- Bridge to Series A
Bridge to Series A is short-term financing intended to carry a startup through until it can secure a more substantial Series A funding round.
- Budget Variance
Budget Variance is the difference between the budgeted or baseline amount of expense or revenue, and the actual
- Built to Scale
Built to Scale describes startups designed from the outset to grow quickly and efficiently, often making them more attractive to investors seeking high-growth potential opportunities.
- Burn Rate
Burn Rate is the rate at which a startup spends its venture capital to finance overhead before generating positive cash flow from operations.
- Burnout
Burnout in the startup context refers to the point at which a company`s operating expenses exceed its capital, leading to a critical need for additional funding.
- Business Accelerator
Business Accelerator is a program that offers development resources, mentorship, and sometimes capital to startups to speed up their growth and success.
- Business Angel
Business Angel is an affluent individual who provides capital for a startup, usually in exchange for convertible debt or ownership equity.
- Business Angels Network
Business Angels Network is a collective of individual investors interested in financing promising startups in exchange for equity stakes.
- Business Incubation
Business Incubation is a support process that accelerates the successful development of startup and fledgling companies by providing entrepreneurs with an array of targeted resources and services.
- Business Networking
Business Networking refers to the process of establishing a mutually beneficial relationship with other business people and potential clients or customers, critical for fundraising and growth.
- Business Plan
Business Plan is a detailed document that describes in detail how a business, usually a new one, is going to achieve its goals. It lays out a written plan from a marketing, financial, and operational viewpoint.
- Business Traction
Business Traction is evidence that a company`s products or services are gaining acceptance in the marketplace, often used to attract investors by demonstrating growth potential.
- Business Valuation
Business Valuation is the process of determining the economic value of a startup or an established business, often necessary for fundraising, investment analysis, and selling the business.
- Buy-In
Buy-In refers to the agreement by an investor to participate in a funding round, typically involving the purchase of a startup`s equity.
- Buy-Sell Agreement
Buy-Sell Agreement is a legally binding agreement between co-owners of a business that governs the situation if a co-owner dies, is forced to leave the
- Buyback Agreement
Buyback Agreement is a contract that allows a company to repurchase shares from shareholders, often used to consolidate ownership or provide an exit for early investors.
- Buyout
Buyout refers to the purchase of a company`s shares in which the acquiring party gains control of the targeted firm. It often involves purchasing a majority stake in the company.
- C Corporation
C Corporation is a legal structure for a corporation in which the owners, or shareholders, are taxed separately from the entity.
- Cap Table
Cap Table, short for capitalization table, is a spreadsheet or table that shows the equity capitalization for a company.
- Capital Allocation
Capital Allocation refers to the process of distributing financial resources among different departments, projects, or investments to maximize profitability and growth.
- Capital Efficiency
Capital Efficiency is the measure of how effectively a company uses its capital to generate revenue.
- Capital Gains
Capital Gains are the profits from the sale of an asset — shares of stock, a piece of land, a business — and are generally considered taxable income.
- Capital Requirement
Capital Requirement is the amount of capital a bank or financial institution must hold as required by its financial regulator. For startups, it refers to the minimum amount of capital needed to start and run the business efficiently.
- Capital Structure
Capital Structure is the composition of a company`s liabilities and equity, detailing how it finances its overall operations and growth through different sources of funds.
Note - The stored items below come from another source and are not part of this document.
PR #230, opened 2019-12-06
AEIM-2479 - Add docker registry and baseline target host 

daaang:


manifests/named_instance/docker.pp
```diff
@@ -0,0 +1,26 @@
...
+  Integer $host_port,
+  Integer $container_port = 3000,
+) {
+  require nebula::profile::docker
+
+  docker::run { $title:
+    image => $image,
+    ports => "${host_port}:${container_port}",
+  }
+}
```
daaang: This will need to grow before it's actually useful—for example it'll need to create an Apache vhost that forwards traffic to the host port. It may also need additional logic for serving static files in some unified manner for containers. For now, all we have is the bare minimum.

PR #237, opened 2019-12-19
AEIM-2521 - Mount CIFS shares in kubernetes

daaang:


manifests/profile/kubernetes/worker.pp
```diff
@@ -27,6 +29,12 @@
     tag     => "${cluster}_proxy_ips",
   }
 
+  $cifs_mounts.each |$mount_title, $mount_parameters| {
+    nebula::cifs_mount { "/mnt/legacy_cifs_${mount_title}":
```
skorner: What makes these cifs mounts "legacy"?

daaang: I put that there to reflect the intention to not handle cifs mounts this way forever. I'm hoping that kubernetes officially supports cifs at some point in the next couple years, and then we can switch to mounting directly with kubernetes instead of mounting via puppet and treating the mounts as local storage, which is kind of an ugly hack.

skorner: Ah, got it. That makes sense.

PR #242, opened 2020-01-09
AEIM-2008 add clearinghouse role

skorner:
This is mostly Aaron's work from the summer to add a puppet-managed apache config for clearinghouse, plus some updates to finalize the apache and php config. We will add puppet-manage mysql when that work is completed. Conor and the stakeholder want to move to the new AWS hosting now though.

The only change with a broader impact is an increase in our default PHP upload_max_filesize from 32M to 64M. It seemed simplest to increase the default rather than duplicate our full PHP 7.3 config for clearinghouse.

### DIFF
--- a/manifests/profile/clearinghouse/apache.pp
+++ b/manifests/profile/clearinghouse/apache.pp
@@ -45,7 +45,7 @@ class nebula::profile::clearinghouse::apache (
   $ssl_params     = {
     ssl            => true,
     ssl_protocol   => 'all -SSLv2 -SSLv3',
-    ssl_cipher     => 'EECDH EDH+aRSA !RC4 !aNULL !eNULL !LOW !3DES !MD5 !EXP !PSK !SRP !DSS',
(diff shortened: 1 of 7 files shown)


aelkiss:
All looks fine to me. I would probably squash at least 90652c1..efb4888, but otherwise looks fine to me. You will definitely want to get an environment running locally where you can run `bundle exec rake lint` and `rubocop` to catch errors before Travis; also note that `puppet-lint -f file1 file2 file3 ...` will auto-fix most of the indentation errors, etc.

skorner:
Thanks @aelkiss! I was planning to squash all my work into one commit, except maybe [05a1ad2](https://github.com/mlibrary/nebula/pull/242/commits/14862cbd9a0e7bc16d2794f3a7fa2a498ace42e7). Agreed regarding my need for minimal dev and testing support locally. I omitted everything in my most recent Debian build and keep thinking I'm only dabbling, but even that needs some tools.

skorner:
I rebased with master and squashed my work into two commits. There were no code changes from what Aaron approved, so I'll merge after tests pass.

PR #245, opened 2020-01-24
AEIM-2568 - Add https reverse proxy to Prometheus

daaang:
Adding an apache vhost to point 443 at localhost:9090, which requires keys. Adding letsencrypt keys, which require an apache vhost on port 80 for passing the letsencrypt challenge. Trying to use the simplest settings possible.

### DIFF
--- a/manifests/profile/letsencrypt.pp
+++ b/manifests/profile/letsencrypt.pp
@@ -8,4 +8,11 @@ class nebula::profile::letsencrypt (
   class { 'letsencrypt':
     email => $email,
   }
+
+  firewall { '200 HTTP':
+    proto  => 'tcp',
+    dport  => 80,
+    state  => 'NEW',
+    action => 'accept',
+  }
 }
--- a/manifests/profile/letsencrypt.pp
+++ b/manifests/profile/letsencrypt.pp
@@ -2,6 +2,10 @@
 # All Rights Reserved. Licensed according to the terms of the Revised
 # BSD License. See LICENSE.txt for details.
 
+# Let's Encrypt System Requirements
+#
+# This installs certbot and sets it up with our contact email. It also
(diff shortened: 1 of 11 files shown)


templates/profile/prometheus/rules.yml.erb
```diff
@@ -67,3 +67,25 @@ groups:
...
+      )
+  - record: datacenter_role:node_cpu_seconds:max_not_idle_mean30s
+    expr: >
+      max without(hostname, instance)(
+        avg without(cpu)(
+          sum without(mode)(
+            rate(node_cpu_seconds_total{mode!="idle"}[30s])
+          )
+        )
+      )
```
daaang: This change isn't related to this pull request. It's just adding federated metrics to our prometheus rules, and I did it here because our scrapers are all in the development environment right now, so this was the easiest way for them to pick up the change.

manifests/profile/letsencrypt.pp
```diff
@@ -0,0 +1,22 @@
...
+# This installs certbot and sets it up with our contact email. It also
+# opens port 80 to the world, which is required for verifying ownership.
+class nebula::profile::letsencrypt (
+  String $email = lookup('nebula::profile::base::contact_email'),
+) {
+  class { 'letsencrypt':
+    email => $email,
+  }
+
+  firewall { '200 HTTP':
```
botimer: Do we need to specify the chain in that protocol specific string format?

daaang: You mean that `200 HTTP` title? It could be anything as long is it starts with something between 002 and 998.

botimer: No, I was thinking of the `'INPUT:filter:IPv4'` stuff, but I think that is just for the chains, not the individual rules. All good!

PR #856, opened 2025-09-26
Allow hiera-managed /etc/hosts

daaang:


botimer (approved):
Looks good! Let's talk about it if we find we're adding a bunch of stuff here... A local, caching DNS server/dnsmasq may make sense in that case.

PR #860, opened 2025-10-16
Retain 5 days of kubernetes gateway haproxy logs

daaang:
Instead of 52 days.


skorner (approved):
Enthusiastic thumbs-up, especially considering we rely on centralized log aggregation for retention compliance.

PR #862, opened 2025-10-22
ETT-49: align HT catalog pear modules with dockerfile

aelkiss:
* Prep for migration to PHP 8
* Removes deprecated/unused modules
* Adds some that are explicitly specified in the Dockerfile - may not be needed (or are installed automatically) but worth keeping things in line


aelkiss:
See recent changes in the catalog Dockerfile: https://github.com/hathitrust/catalog/compare/5.0.28..main#diff-dd2c0eb6ea5cfc6c4bd4eac30934e2d5746747af48fef6da689e85b752f39557

We should wait to merge this until after we've released & deployed the catalog.

moseshll (approved):
Looks good to me, APPROVE

aelkiss:
@rrotter I also don't think even after this is merged it will actively _remove_ anything but still better safe than sorry. We should consider going through and doing that manually (should be straightforward enough).

For the end state this list of modules should be sufficient to have installed (this is what ends up installed in the catalog docker image):

```
root@catalog-dev:/app# pear list
Installed packages, channel pear.php.net:
=========================================
Package               Version State
Archive_Tar           1.4.12  stable
Console_Getopt        1.4.3   stable
DB                    1.12.2  stable
DB_DataObject         1.11.5  stable
Date                  1.4.7   stable
File                  1.4.1   stable
File_CSV              1.0.0   stable
File_MARC             1.4.1   stable
File_Util             1.0.0   stable
HTTP_Request2         2.7.0   stable
HTTP_Session2         0.7.3   beta
Log                   1.14.6  stable
MDB2                  2.5.0b5 beta
MDB2_Driver_mysql     1.5.0b4 beta
Net_URL2              2.2.3   stable
PEAR                  1.10.12 stable
PEAR_Manpages         1.10.0  stable
PHP_Compat            1.5.0   stable
Pager                 2.5.1   stable
Structures_Graph      1.1.1   stable
Structures_LinkedList 0.2.2   beta
XML_Util              1.4.5   stable
```

rrotter:
Looks like `ensure => "absent"` is supported for extensions if you want them gone. Can always follow up with a second PR that clears the redundant code. 

https://github.com/voxpupuli/puppet-php/blob/master/manifests/extension.pp

aelkiss:
I'll think more about what we want to do here -- I probably will want to clean this up on e.g. preview and then set ensure absent.

rrotter (changes requested):
I'd like this to ensure absent on the unwanted extensions. Once this is in place just let me know whether/when you'd like it merged or if we should run it in an environment on a test host first.

aelkiss:
@rrotter Assuming tests pass let's give this a try as an environment on ht-web-preview. No tremendous rush.

rrotter (approved):
This completes successfully now. It took a couple of runs before completing w/o errors, but I have no problem w/ eventual consistancy.

aelkiss:
Verified preview.catalog.hathitrust.org is working as expected. I think you can go ahead and merge this whenever is convenient.

PR #866, opened 2025-10-28
Add metric label and alerts for HAProxy sessions and maxconn

daaang:


botimer (approved):

botimer:
We had a pretty lengthy discussion on the naming here, and the topology doesn't quite line up for anything more precise. It's not quite the load balancer/load balancing pair, nor a service, cluster, backend, or anything that isn't already overloaded. So, `load_balancer_for` is at least descriptive of the somewhat amorphous _unnamed conceptual thing that is load-balanced_ without being misleading. 🚢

- Capital Under Management
Capital Under Management refers to the total amount of capital or assets that a management team is responsible for overseeing.
- Capped Notes
Capped Notes are a form of convertible note used in financing that has a maximum valuation at which the notes will convert into equity.
- Capped Rate
Capped Rate is an interest rate that has a maximum limit on the rate that can be charged, regardless of market fluctuations.
- Cash Burn Rate
Cash Burn Rate is the rate at which a startup expends its cash reserves before generating positive cash flow from operations.
- Cash Flow Forecast
Cash Flow Forecast is an estimation of the money expected to flow in and out of a business over a certain period, helping startups plan for future financial positions.
- Cash Flow Positive
Cash Flow Positive indicates that a company`s cash inflows exceed its cash outflows.
- Cash Flow Statement
Cash Flow Statement is a financial statement that shows how changes in balance sheet accounts and income affect cash and cash equivalents, breaking the analysis down to operating, investing, and financing activities.
- Catalyst Funding
Catalyst Funding refers to an initial investment meant to support and accelerate a startup`s growth until it can achieve self-sustainability or secure further funding.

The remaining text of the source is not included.